*Activity:* Range to reproduce from the entries below: the line with "builds with proxyfmu", the line with "If OK, README should be updated as well.", and every line in between. Give them exactly and give nothing else.

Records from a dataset
════════════════

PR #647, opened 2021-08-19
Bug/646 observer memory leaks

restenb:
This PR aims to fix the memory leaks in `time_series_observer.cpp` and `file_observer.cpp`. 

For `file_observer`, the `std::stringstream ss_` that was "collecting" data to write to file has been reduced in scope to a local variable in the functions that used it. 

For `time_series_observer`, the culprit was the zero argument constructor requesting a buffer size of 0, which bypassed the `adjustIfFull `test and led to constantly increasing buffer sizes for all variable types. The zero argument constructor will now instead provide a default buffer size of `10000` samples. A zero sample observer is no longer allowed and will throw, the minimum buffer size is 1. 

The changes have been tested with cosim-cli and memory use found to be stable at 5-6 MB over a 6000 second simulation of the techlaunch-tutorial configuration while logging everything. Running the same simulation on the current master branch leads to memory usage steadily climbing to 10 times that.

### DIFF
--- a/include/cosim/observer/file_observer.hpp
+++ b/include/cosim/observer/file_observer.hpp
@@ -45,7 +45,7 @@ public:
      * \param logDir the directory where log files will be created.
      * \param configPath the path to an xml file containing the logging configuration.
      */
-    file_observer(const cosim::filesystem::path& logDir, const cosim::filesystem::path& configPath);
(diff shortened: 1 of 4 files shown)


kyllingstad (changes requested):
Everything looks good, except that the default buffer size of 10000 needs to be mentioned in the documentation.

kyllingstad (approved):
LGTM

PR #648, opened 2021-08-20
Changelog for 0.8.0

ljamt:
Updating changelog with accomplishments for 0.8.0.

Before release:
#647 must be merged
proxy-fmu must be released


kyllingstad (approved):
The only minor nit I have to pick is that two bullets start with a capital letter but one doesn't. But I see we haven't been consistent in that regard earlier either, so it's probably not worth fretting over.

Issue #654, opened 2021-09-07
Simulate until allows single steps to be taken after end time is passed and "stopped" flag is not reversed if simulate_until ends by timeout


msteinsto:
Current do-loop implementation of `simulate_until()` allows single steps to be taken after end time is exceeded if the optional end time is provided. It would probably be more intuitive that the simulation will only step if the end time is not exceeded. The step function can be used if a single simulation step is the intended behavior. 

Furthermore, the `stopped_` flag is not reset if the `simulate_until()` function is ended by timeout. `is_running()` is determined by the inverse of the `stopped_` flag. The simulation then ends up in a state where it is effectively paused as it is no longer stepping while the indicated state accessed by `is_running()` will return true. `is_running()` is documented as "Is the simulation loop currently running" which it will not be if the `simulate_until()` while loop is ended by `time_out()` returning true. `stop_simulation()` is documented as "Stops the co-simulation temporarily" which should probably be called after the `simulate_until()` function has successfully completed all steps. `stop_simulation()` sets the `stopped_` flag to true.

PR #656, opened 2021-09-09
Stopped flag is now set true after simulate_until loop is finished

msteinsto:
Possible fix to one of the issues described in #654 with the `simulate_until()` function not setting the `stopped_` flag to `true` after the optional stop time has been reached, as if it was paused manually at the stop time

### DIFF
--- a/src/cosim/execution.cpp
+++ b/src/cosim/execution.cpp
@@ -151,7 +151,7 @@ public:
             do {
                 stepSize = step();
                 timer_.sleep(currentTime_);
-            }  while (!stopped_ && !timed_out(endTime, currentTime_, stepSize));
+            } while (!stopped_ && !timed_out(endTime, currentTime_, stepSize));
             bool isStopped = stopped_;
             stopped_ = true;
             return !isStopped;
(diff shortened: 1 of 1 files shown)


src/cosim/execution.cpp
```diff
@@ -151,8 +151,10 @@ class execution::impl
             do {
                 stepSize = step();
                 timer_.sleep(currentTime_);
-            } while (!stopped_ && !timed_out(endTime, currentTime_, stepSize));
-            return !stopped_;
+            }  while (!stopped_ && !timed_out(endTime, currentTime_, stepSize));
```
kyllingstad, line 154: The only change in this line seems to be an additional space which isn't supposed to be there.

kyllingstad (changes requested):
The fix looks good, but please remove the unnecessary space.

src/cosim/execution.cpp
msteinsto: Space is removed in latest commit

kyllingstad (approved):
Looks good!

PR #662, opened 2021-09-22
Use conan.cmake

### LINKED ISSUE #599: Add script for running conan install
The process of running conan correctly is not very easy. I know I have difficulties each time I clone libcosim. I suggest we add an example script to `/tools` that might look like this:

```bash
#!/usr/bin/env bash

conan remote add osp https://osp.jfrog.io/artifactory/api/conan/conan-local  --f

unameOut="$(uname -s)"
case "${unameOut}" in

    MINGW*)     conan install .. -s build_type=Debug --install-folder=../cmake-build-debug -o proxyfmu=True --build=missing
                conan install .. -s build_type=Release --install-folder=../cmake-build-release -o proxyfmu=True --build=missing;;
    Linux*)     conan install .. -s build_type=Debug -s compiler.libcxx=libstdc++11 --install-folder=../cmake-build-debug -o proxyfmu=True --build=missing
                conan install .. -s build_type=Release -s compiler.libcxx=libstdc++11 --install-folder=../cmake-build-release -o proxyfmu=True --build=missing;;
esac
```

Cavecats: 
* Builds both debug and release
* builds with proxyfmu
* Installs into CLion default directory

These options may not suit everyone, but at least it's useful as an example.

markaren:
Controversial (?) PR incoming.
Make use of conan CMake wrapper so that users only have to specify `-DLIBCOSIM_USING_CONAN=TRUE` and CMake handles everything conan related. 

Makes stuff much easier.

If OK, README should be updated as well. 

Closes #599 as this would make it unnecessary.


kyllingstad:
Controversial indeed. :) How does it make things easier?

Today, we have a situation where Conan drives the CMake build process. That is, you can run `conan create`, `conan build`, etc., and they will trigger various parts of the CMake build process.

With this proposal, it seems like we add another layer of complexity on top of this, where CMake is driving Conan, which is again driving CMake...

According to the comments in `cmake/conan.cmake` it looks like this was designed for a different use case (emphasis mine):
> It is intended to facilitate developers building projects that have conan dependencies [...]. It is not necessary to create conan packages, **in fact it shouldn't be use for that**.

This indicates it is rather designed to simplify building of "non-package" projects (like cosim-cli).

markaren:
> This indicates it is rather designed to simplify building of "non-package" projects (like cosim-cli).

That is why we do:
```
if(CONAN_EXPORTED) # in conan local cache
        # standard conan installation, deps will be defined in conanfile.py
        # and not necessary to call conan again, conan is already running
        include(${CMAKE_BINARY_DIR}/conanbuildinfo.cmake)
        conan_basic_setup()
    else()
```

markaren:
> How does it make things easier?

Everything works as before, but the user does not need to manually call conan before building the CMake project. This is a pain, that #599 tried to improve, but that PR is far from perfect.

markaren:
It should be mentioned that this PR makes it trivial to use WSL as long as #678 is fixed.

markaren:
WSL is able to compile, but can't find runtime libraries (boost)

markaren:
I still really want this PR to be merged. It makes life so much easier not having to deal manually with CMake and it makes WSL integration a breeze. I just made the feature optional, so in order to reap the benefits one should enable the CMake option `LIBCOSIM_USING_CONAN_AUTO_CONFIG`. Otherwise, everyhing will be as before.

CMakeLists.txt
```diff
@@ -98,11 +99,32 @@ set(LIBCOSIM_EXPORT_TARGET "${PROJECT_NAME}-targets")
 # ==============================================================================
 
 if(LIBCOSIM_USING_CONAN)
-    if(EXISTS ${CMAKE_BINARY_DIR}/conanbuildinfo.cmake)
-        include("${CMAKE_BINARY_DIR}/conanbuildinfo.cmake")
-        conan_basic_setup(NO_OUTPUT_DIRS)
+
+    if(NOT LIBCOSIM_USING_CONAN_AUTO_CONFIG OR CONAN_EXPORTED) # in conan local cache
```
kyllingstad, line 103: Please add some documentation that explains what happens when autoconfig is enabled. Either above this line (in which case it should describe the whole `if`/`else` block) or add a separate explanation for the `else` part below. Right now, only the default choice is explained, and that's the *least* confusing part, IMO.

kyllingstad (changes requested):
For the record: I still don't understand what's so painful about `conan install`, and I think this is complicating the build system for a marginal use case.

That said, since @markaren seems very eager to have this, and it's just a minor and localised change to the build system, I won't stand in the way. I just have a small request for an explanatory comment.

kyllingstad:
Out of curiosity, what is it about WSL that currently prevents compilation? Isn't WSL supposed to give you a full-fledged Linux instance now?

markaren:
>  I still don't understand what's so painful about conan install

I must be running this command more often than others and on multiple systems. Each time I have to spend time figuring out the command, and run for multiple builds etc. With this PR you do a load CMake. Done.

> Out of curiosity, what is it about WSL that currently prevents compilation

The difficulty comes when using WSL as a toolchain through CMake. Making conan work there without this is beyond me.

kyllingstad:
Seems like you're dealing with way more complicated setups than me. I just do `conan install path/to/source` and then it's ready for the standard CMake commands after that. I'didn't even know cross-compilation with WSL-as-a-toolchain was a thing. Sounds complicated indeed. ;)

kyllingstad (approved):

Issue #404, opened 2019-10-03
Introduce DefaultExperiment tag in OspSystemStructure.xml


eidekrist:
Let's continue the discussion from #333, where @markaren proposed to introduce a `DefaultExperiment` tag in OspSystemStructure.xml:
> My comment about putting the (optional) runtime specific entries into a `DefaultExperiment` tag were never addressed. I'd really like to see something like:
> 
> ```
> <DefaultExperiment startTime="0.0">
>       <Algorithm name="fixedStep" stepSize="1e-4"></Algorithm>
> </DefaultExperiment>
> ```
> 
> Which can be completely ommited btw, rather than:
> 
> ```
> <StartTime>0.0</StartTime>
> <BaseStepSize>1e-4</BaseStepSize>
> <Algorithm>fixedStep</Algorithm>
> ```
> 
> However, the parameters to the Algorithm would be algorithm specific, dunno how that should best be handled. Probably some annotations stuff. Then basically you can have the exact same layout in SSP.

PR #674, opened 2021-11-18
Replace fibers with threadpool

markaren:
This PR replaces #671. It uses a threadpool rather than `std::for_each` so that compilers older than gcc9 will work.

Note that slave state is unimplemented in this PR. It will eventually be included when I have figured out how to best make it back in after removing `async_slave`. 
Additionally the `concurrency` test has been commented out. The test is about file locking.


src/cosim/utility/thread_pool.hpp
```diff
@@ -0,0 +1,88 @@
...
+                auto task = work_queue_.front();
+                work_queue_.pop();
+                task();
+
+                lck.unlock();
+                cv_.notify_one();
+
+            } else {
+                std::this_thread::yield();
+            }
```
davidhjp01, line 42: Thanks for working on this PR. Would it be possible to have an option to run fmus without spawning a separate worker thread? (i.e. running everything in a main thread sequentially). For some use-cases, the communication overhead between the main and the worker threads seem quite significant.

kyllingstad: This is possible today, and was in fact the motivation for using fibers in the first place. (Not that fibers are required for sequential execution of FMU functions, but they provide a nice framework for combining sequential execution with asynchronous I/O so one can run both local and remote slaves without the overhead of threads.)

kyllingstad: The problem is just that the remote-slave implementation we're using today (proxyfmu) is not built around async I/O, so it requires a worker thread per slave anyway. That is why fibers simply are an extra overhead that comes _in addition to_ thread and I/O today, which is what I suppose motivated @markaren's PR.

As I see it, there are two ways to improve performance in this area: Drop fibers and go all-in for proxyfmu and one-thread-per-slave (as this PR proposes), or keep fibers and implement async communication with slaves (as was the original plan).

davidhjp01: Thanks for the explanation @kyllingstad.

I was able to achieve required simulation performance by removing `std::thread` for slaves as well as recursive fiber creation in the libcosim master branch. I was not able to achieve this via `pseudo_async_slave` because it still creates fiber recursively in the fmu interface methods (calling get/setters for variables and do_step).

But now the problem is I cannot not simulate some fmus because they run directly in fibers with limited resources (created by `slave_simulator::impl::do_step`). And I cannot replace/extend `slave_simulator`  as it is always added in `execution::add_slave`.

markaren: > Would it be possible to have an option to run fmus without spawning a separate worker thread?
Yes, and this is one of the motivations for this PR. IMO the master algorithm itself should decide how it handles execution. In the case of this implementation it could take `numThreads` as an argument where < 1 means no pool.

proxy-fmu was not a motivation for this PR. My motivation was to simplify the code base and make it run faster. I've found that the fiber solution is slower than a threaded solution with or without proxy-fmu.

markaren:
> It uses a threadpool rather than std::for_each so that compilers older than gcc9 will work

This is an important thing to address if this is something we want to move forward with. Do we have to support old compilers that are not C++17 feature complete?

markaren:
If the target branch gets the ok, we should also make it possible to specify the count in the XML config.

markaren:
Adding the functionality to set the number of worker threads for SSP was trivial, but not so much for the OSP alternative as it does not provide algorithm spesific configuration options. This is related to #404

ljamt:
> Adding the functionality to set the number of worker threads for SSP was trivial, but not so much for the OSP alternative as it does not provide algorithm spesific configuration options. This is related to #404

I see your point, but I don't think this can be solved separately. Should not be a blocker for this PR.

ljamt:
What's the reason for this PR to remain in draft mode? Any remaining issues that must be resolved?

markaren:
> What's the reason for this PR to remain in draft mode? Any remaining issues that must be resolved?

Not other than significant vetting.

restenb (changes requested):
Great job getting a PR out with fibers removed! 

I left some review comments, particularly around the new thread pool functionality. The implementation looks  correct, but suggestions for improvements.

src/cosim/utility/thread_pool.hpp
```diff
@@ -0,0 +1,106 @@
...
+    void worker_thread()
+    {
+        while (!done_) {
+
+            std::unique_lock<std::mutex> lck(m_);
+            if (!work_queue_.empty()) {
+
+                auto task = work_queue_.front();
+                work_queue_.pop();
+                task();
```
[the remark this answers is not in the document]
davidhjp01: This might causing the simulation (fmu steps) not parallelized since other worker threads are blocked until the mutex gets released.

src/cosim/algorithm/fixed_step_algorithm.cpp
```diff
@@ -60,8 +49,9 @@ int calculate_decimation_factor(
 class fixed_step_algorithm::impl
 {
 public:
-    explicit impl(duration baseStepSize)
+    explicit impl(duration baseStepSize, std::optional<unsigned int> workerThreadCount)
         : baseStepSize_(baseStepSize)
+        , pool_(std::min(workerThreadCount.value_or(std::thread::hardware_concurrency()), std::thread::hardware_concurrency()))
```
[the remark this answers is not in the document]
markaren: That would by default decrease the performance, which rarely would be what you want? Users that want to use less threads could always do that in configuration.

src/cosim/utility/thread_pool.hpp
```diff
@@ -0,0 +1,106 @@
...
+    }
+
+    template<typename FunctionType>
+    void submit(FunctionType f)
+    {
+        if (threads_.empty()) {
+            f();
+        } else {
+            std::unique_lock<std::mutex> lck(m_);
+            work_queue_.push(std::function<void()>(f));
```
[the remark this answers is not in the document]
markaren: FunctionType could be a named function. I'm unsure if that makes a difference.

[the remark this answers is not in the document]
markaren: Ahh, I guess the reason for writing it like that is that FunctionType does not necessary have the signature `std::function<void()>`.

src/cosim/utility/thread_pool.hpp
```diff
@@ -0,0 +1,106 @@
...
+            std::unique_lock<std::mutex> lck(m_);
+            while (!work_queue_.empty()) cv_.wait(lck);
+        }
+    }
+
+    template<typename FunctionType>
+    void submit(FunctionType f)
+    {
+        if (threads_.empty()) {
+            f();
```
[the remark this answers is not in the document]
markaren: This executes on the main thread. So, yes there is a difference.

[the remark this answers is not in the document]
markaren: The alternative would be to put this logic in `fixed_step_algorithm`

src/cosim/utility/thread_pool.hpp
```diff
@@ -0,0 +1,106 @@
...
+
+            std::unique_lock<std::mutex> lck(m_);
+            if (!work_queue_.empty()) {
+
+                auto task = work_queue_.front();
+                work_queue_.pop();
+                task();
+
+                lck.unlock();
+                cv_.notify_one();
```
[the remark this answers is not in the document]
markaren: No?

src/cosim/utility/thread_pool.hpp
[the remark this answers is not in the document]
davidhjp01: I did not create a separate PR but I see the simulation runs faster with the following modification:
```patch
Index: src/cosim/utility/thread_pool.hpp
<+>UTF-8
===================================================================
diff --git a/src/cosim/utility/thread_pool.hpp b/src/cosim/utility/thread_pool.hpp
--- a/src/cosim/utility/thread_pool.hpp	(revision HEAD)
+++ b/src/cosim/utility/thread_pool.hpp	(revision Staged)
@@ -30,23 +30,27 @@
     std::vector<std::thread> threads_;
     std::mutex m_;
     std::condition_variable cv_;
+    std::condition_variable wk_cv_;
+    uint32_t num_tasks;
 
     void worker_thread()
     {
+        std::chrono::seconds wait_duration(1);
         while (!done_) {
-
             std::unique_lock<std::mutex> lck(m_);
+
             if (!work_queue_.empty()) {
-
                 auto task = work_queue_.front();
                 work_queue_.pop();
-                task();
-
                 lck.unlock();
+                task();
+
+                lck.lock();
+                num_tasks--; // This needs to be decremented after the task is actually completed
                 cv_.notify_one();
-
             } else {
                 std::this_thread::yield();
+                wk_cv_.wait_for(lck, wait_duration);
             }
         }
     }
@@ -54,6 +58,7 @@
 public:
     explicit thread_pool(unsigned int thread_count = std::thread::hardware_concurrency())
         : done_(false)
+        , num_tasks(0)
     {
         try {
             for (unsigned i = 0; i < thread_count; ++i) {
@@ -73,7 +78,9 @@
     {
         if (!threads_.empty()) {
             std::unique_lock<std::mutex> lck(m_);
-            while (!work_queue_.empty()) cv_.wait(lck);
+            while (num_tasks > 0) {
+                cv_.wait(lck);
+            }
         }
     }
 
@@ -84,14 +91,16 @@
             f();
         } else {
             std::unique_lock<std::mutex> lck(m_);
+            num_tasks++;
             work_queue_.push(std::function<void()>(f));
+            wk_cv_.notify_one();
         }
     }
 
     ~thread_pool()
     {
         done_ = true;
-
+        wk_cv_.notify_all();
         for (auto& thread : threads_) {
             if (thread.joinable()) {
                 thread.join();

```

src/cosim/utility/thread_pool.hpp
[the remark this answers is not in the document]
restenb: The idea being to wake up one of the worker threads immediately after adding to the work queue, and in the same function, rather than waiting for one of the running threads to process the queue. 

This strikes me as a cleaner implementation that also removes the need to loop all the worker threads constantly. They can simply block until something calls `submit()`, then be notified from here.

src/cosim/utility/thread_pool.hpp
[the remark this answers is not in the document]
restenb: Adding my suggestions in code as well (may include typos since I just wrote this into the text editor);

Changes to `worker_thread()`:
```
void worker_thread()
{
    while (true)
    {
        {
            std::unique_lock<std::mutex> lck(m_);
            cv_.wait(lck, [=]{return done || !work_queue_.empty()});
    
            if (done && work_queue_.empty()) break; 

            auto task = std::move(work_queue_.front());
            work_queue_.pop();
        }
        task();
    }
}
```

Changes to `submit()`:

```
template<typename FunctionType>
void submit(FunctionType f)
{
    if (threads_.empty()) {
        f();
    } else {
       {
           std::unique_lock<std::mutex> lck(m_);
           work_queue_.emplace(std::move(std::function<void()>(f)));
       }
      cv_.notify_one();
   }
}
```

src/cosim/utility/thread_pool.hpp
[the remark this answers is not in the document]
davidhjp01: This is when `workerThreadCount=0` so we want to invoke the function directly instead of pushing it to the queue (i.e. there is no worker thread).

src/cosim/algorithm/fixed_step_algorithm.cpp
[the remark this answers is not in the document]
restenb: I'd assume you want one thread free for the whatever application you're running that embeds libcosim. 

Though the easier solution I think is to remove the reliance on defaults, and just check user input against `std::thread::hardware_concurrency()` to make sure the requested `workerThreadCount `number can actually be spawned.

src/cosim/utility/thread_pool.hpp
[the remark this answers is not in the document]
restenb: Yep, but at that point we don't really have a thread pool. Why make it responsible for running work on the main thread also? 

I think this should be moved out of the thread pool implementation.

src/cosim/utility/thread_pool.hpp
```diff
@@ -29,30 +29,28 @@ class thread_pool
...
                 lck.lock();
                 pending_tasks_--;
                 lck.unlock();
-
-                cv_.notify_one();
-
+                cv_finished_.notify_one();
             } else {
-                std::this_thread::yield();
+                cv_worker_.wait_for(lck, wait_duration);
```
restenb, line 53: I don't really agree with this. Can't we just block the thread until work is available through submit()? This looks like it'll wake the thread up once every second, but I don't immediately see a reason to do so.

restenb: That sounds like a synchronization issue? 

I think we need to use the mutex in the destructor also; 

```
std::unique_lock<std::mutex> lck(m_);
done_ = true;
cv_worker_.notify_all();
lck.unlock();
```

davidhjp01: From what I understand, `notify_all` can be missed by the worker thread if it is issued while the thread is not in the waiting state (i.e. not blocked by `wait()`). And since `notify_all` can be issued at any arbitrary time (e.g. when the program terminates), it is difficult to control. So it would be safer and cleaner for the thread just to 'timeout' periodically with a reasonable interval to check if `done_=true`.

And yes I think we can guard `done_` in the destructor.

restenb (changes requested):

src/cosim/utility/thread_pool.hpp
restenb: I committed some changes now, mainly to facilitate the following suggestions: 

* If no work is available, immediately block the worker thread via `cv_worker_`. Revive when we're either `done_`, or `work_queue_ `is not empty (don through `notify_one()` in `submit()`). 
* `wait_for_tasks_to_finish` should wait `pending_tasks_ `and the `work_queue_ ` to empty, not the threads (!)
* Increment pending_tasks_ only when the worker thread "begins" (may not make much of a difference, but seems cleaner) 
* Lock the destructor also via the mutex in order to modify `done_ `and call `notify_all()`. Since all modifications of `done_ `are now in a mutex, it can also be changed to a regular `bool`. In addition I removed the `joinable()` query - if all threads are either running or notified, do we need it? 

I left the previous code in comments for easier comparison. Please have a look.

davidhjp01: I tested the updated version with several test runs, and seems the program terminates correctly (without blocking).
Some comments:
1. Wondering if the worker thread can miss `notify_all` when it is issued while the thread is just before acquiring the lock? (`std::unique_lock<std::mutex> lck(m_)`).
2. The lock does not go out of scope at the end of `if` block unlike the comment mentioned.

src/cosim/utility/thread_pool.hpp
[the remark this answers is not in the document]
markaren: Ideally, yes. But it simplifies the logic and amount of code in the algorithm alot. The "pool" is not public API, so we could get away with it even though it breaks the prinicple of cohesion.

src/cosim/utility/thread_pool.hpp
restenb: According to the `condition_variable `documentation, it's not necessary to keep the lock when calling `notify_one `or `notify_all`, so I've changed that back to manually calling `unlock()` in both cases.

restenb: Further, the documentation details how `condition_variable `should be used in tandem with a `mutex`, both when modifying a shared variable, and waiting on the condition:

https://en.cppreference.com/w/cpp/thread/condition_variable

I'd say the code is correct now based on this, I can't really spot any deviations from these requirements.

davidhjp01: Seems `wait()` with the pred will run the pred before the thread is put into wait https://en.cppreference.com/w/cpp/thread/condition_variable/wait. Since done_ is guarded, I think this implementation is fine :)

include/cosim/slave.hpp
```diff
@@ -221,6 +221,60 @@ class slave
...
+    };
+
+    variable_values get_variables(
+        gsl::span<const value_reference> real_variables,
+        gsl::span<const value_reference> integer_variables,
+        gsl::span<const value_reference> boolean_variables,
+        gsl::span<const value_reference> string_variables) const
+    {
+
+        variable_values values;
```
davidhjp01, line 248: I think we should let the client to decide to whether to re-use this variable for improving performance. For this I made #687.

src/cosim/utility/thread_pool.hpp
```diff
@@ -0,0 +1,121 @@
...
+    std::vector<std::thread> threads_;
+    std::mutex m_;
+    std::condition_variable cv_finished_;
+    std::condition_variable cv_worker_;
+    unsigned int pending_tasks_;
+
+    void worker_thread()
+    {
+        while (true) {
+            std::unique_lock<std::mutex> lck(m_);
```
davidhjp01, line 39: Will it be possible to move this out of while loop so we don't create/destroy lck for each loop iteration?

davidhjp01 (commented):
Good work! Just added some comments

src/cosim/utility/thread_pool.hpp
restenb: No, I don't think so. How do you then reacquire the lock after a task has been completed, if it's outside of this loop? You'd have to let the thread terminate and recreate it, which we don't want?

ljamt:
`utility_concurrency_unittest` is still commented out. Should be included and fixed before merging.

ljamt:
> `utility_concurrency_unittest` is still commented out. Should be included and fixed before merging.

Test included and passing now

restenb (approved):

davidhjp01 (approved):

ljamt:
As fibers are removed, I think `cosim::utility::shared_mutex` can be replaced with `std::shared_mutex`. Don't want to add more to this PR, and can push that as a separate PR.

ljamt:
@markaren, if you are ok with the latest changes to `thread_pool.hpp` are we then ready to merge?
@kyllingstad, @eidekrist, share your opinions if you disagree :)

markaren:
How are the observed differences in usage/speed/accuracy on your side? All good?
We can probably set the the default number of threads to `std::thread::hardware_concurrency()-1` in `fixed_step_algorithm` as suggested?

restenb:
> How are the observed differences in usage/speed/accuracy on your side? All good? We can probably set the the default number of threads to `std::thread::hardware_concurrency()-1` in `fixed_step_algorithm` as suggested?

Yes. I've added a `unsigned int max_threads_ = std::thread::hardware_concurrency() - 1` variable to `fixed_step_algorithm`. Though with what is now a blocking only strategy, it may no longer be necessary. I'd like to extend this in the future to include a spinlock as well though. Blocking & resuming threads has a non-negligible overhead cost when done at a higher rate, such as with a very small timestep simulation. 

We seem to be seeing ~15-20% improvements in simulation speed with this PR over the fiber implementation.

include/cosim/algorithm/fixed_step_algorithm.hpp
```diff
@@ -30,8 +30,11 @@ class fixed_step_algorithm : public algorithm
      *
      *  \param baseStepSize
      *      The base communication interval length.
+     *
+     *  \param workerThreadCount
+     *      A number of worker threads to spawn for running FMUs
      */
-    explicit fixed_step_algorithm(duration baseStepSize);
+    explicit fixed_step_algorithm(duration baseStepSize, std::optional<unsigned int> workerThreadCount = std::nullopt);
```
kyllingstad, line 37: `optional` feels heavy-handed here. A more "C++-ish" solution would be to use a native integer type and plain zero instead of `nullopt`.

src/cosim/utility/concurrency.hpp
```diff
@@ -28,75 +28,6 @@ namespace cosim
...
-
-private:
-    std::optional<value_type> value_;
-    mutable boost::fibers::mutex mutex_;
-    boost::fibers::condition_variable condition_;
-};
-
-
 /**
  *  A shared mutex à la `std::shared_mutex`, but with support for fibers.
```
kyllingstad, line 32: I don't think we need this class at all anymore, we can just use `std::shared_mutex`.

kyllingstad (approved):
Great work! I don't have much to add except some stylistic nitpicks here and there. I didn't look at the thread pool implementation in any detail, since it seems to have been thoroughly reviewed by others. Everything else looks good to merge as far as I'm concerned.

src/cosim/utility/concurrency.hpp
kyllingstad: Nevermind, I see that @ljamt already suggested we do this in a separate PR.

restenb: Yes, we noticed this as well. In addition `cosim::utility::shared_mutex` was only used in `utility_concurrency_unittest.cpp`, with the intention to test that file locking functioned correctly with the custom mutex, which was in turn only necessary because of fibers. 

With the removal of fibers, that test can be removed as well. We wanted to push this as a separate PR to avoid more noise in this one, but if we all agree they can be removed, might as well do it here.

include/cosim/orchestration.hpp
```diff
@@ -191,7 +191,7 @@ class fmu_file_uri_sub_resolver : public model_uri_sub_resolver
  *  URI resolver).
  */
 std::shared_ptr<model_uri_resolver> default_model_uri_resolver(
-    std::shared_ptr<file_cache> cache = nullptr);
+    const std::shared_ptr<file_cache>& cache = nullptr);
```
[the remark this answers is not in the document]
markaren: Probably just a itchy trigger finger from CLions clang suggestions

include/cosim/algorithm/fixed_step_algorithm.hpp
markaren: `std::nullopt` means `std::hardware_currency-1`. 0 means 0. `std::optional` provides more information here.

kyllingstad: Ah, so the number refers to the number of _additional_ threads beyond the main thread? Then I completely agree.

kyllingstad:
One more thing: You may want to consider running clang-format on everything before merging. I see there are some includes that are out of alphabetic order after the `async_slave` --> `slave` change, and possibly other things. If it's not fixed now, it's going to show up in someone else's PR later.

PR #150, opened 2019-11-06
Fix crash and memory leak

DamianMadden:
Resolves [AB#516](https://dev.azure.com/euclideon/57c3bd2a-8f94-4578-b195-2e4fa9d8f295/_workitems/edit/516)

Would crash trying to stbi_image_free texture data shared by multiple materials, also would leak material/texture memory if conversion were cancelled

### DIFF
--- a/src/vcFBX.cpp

════════════════

*Exercise solution:*
* builds with proxyfmu
* Installs into CLion default directory

These options may not suit everyone, but at least it's useful as an example.

markaren:
Controversial (?) PR incoming.
Make use of conan CMake wrapper so that users only have to specify `-DLIBCOSIM_USING_CONAN=TRUE` and CMake handles everything conan related. 

Makes stuff much easier.

If OK, README should be updated as well. 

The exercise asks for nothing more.